Проснулся он ранним утром и долго приводил себя в порядок. Из своего дорогого кожаного чемодана, малость пообтрепавшегося за последние месяцы, он извлек чистый комплект белья, переоделся, натянул сверху форму, летную куртку, осмотрел себя в зеркало и решил не бриться. И так хорош.

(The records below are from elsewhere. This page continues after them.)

Issue #185, opened 2026-03-20
remove core/controller dependencies on adapter k8s package


choufraise:
## Problem

`internal/core` and controller code currently depend on (mainly constants from) the adapter `k8s` package.

That gives us the wrong dependency direction and leaks adapter concerns into layers that should not know about infrastructure-specific details.

## Proposal

Identify the constants currently imported from the adapter `k8s` package and move them to the correct layer.

The goal is:

- `core` must not depend on adapter code
- controllers must not depend on unrelated adapter code
- shared concepts should live in a non-adapter package
- adapter-specific constants should remain local to the adapter layer

## Acceptance criteria

- `internal/core` no longer imports adapter `k8s` package
- controller code no longer depends on unrelated adapter packages for shared constants
- shared constants are moved to an appropriate non-adapter package
- adapter-specific constants are only used inside the adapter layer

## Notes

This is a structural refactor only. No intended behavior change.

PR #216, opened 2026-04-10
refactor: move CRD label ownership out of the k8s adapter

choufraise:
## Summary

  This refactor moves Account, User, and management-policy label ownership into the API/core layer and removes the remaining CRD label dependency on the Kubernetes adapter.

  Issue: #185

  ## What changed

  - added shared label types and helpers in `api/v1alpha1` for Account, User, and management policy labels
  - replaced direct `Labels[...]` access with typed getters/setters on `Account` and `User`
  - updated account reconciliation to resolve management policy through the API layer instead of adapter constants
  - moved account secret-specific labels into `internal/core`
  - removed CRD label constants from `internal/adapter/outbound/k8s`, leaving only adapter-specific secret management labels
  - updated core and controller tests to match the new label ownership model
  - removed the leftover kubebuilder scaffolding comment in `user_types.go`

  ## Why this is correct

  These labels describe CRD state and domain behavior. They do not belong to the outbound Kubernetes adapter. Centralizing them in `api/v1alpha1` and `internal/core` removes the core-to-adapter dependency, keeps label handling consistent, and preserves existing behavior with the same label keys.


internal/core/account_claims.go
```diff
@@ -174,7 +173,7 @@ func newAccountClaimsBuilder(
 					accountRef,
 					err))
 			} else {
-				account := importAccount.Labels[k8s.LabelAccountID]
+				account := importAccount.GetAccountID()
```
henriropp: getAccountID()  -- (label hidden)

internal/core/account_claims_test.go
```diff
@@ -46,9 +45,7 @@ func Test_AccountClaims(t *testing.T) {
 			getAccountCall := accountReaderMock.mockGetCallback(mock.Anything, mock.Anything, func(accountRef domain.NamespacedName) (*v1alpha1.Account, error) {
 				accountID := fakeAccountId(accountRef)
 				account := &v1alpha1.Account{}
-				account.Labels = map[string]string{
-					k8s.LabelAccountID: accountID,
-				}
+				account.SetLabel(v1alpha1.AccountLabelAccountID, accountID)
```
henriropp, line 48: setLabel(AccountID) -- (label exposed)

internal/core/user_test.go
```diff
@@ -160,10 +159,10 @@ func (t *UserManagerTestSuite) Test_CreateOrUpdate_ShouldSucceed_WhenUpdatedUser
 	t.NotNil(signedUserJWT, "signedUserJWT not set")
 	t.NotNil(caughtSecrets, "caughtSecrets not set")
 
-	userID := user.GetLabels()[k8s.LabelUserID]
+	userID := user.GetLabelledUserID()
 	t.NotEmpty(userID, "UserID label should not be empty")
-	t.Equal(accountID, user.GetLabels()[k8s.LabelUserAccountID])
-	t.Equal(accountSignPub, user.GetLabels()[k8s.LabelUserSignedBy])
+	t.Equal(accountID, user.GetLabelledAccountID())
```
henriropp: user.get "labelled" AccountID --- (Label hidden, but made aware of as label)

henriropp (dismissed):
I like the idea of hiding the labels into struct methods. 

Currently there is kind of a mix of how it is done. See the comments for examples.
Maybe consistently keep all hidden, getAccountID(), setAccountID(id). 

unless there is a reason to expose and be explicit of the label?

henriropp (approved):

PR #218, opened 2026-04-13
feat: scaffold experimental AccountExport CRD and controller

henriropp:
This is a merge of base scaffolding code for AccountExport CRD. Feature not complete.

## Summary
- add the `AccountExport` API type and generated CRDs
- add an experimental `AccountExport` reconciler with status conditions
- wire the controller behind a new `--experimental-account-export` flag
- expose the feature flag through the Helm chart and add RBAC for `accountexports`
- add an example manifest for the new resource

## Details
This PR introduces the first pass of `AccountExport` support as an opt-in, experimental feature. It adds the resource definition, reconciliation wiring, status reporting, chart/config integration, and example manifests needed to start exercising the API.

## Current limitations
- `AccountExportManager.CreateClaim(...)` is still not implemented
- adoption into the parent `Account` status is still TODO
- this PR is scaffolding/enablement work, not full export validation or end-to-end import/export support yet


choufraise (dismissed):

api/v1alpha1/account_export_types.go
```diff
@@ -0,0 +1,115 @@
...
+
+func (a *AccountExport) GetConditions() *[]metav1.Condition {
+	return &a.Status.Conditions
+}
+
+// AccountExportSpec defines the desired state of AccountExport.
+type AccountExportSpec struct {
+	// AccountName refers to the Account in the same namespace to which this export applies.
+	// +required
+	AccountName string `json:"accountName"`
```
kejne, line 47: **note:** I can see a use case for a cluster-scoped account as well. Adding this as an object which only has `name` as required field and future optional `kind` (which could be `ClusterAccount`) could be a good option.

```suggestion
	AccountRef AccountRef `json:"accountRef"`
```

api/v1alpha1/account_export_types.go
```diff
@@ -0,0 +1,115 @@
...
+	// Rules defines the export rules for this account export. Must have at least one rule.
+	// +required
+	// +kubebuilder:validation:MinItems=1
```
kejne, line 50: **praise:** good that you put in the effort of setting the markers properly right away 👍

api/v1alpha1/account_export_types.go
```diff
@@ -0,0 +1,115 @@
...
+	Advertise *bool `json:"advertise,omitempty"`
+	// +optional
+	AllowTrace *bool `json:"allowTrace,omitempty"`
+}
+
+// AccountExportStatus defines the observed state of AccountExport.
+type AccountExportStatus struct {
+	// Normalized claim for account to use
+	// +optional
+	Claim *AccountExportClaim `json:"claim,omitempty"`
```
kejne, line 79: **question:** Do we have an immediate need for this? What normalization is needed which would not also automatically be done when reconciling the account?

charts/nauth/templates/deployment.yaml
```diff
@@ -37,6 +37,8 @@ spec:
             - --health-probe-bind-address=:8081
             - --metrics-bind-address=:8080
             - --metrics-secure=false
+            # TODO: [#11] Remove experimental flag for AccountExport CRD
+            - --experimental-account-export={{ .Values.experimental.accountExport.enabled }}
```
kejne, line 41: **praise:** good to roll it out feature flagged 👍

internal/core/account.go
```diff
@@ -188,6 +188,11 @@ func signAccountJWT(claims *jwt.AccountClaims, operatorSigningKey nkeys.KeyPair)
 	return claims.Encode(operatorSigningKey)
 }
 
+func (a *AccountManager) ValidateExports(ctx context.Context, state *v1alpha1.AccountExport) (*domain.AccountExportClaim, error) {
+	// TODO: [#22] Implement ValidateExports
+	panic("TODO: [#22] Implement ValidateExports")
```
kejne: **issue:** everything we merge to main should be possible to release if we need to hot-fix issues. Ensure that new functionality cannot accidentally break the operator.

kejne (commented):
Looking very good!
I did have some items that could be good to look at, but good direction! 🚀

api/v1alpha1/account_export_types.go
choufraise: Could you please elaborate on this `ClusterAccount` type? 

Right now we've explicitly chosen to only support account `Name` since an `AccountExport` is an extension to the `Account` CRD, hence they should be part of the same namespace. Creating a specific struct for this type of reference feels overkill, at least since we cannot/should not re-use the existing `AccountRef` which already today supports `Namespace`.

api/v1alpha1/account_export_types.go
choufraise: We want to differentiate between the "validated" rules, as Claim, and the spec rules so that the spec could for instance be at generation 5 (and invalid) while the claimed rules could still be bound to generation 4. This was an attempt to ensure that the exports was simply not just instantly removed from the Account JWT if the user would change the rules to something invalid. Calling them "normalized claim" was an attempt to say that the claimed rules structure must not be 1-1 to the spec rules as we could infer rule fields from other sources in the future. This mainly applies to to future `AccountImport` CRD though, where we see the possibility to import rules by e.g. name only and implicitly stating the rest of the import fields from the referenced `AccountExport`.

internal/core/account.go
choufraise: This code is not yet called by the controller, hence just a place holder to ensure that the `core.AccountManager` implements all methods from `inbound.AccountManager` interface.

choufraise: But sure, we shouldn't panic, will change to a regular error instead.

api/v1alpha1/account_export_types.go
kejne: It is a convention that you append `Cluster` to indicate that a resource is cluster-scoped in the case where you have both namespaced and cluster scoped.
I just foresee that we could very well see the concept of a cluster-scoped account at some point. 
The `AccountRef` was just an example name and it was coincidental that I chose the same name :slightly_smiling_face: 

That being said, maybe it's better to keep to YAGNI since it would be trivial to add a reference at a later stage if wanted.

api/v1alpha1/account_export_types.go
kejne: That makes perfect sense! :ok_hand:

kejne (approved):
LGTM!

api/v1alpha1/account_export_types.go
choufraise: If we would ever introduced cluster-scoped accounts, let's fix it when that heppens.

choufraise (approved):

К девяти утра он подошел к землянке генерала, куда, тужась от натуги, Лейбниц тянул пухлый узел и толстый чемодан.
— Вы куда-то уезжаете, дружище?
Лейбниц поднял потное лицо.
— Зря шутите, Смолински. Еще не известно, как там — в плену. Вы видели вчера, как готовились к плену в штабе армии?
— Не берите пример с перетрусивших болванов, — хмуро посоветовал фон Гетц и спустился к генералу.
— Доброе утро, господин генерал! — приветствовал он Зейдлица.
— А знаете, — генерал был бодр, почти весел. — Оно и в самом деле доброе. Я не припомню уже, когда так хорошо и крепко спал. Даже холода не чувствовал. Проходите, господа. Располагайтесь. У меня такое ощущение, будто я уже умер. Все земные дела сделаны, и сейчас великий судия подведет итог моей земной жизни.
— Полноте, господин генерал, — улыбнулся фон Гетц. — Мы еще повоюем.
— Вы так думаете? Как бы то ни было, у нас есть бутылка прекрасного коньяка, хоть и початая. Лейбниц, принесите, пожалуйста, рюмки.
В веселой и непринужденной беседе они провели часа два, пока в землянку не спустился советский автоматчик в фуфайке.
— Здорово, мужики! — весело поздоровался он с офицерами и заметил почти пустую бутылку. — Отдыхаете? Товарищ младший лейтенант! Тут еще трое!
Это он прокричал кому-то наверху. Сверху спустился офицер в шинели и еще двое автоматчиков. В землянке стразу стало тесно.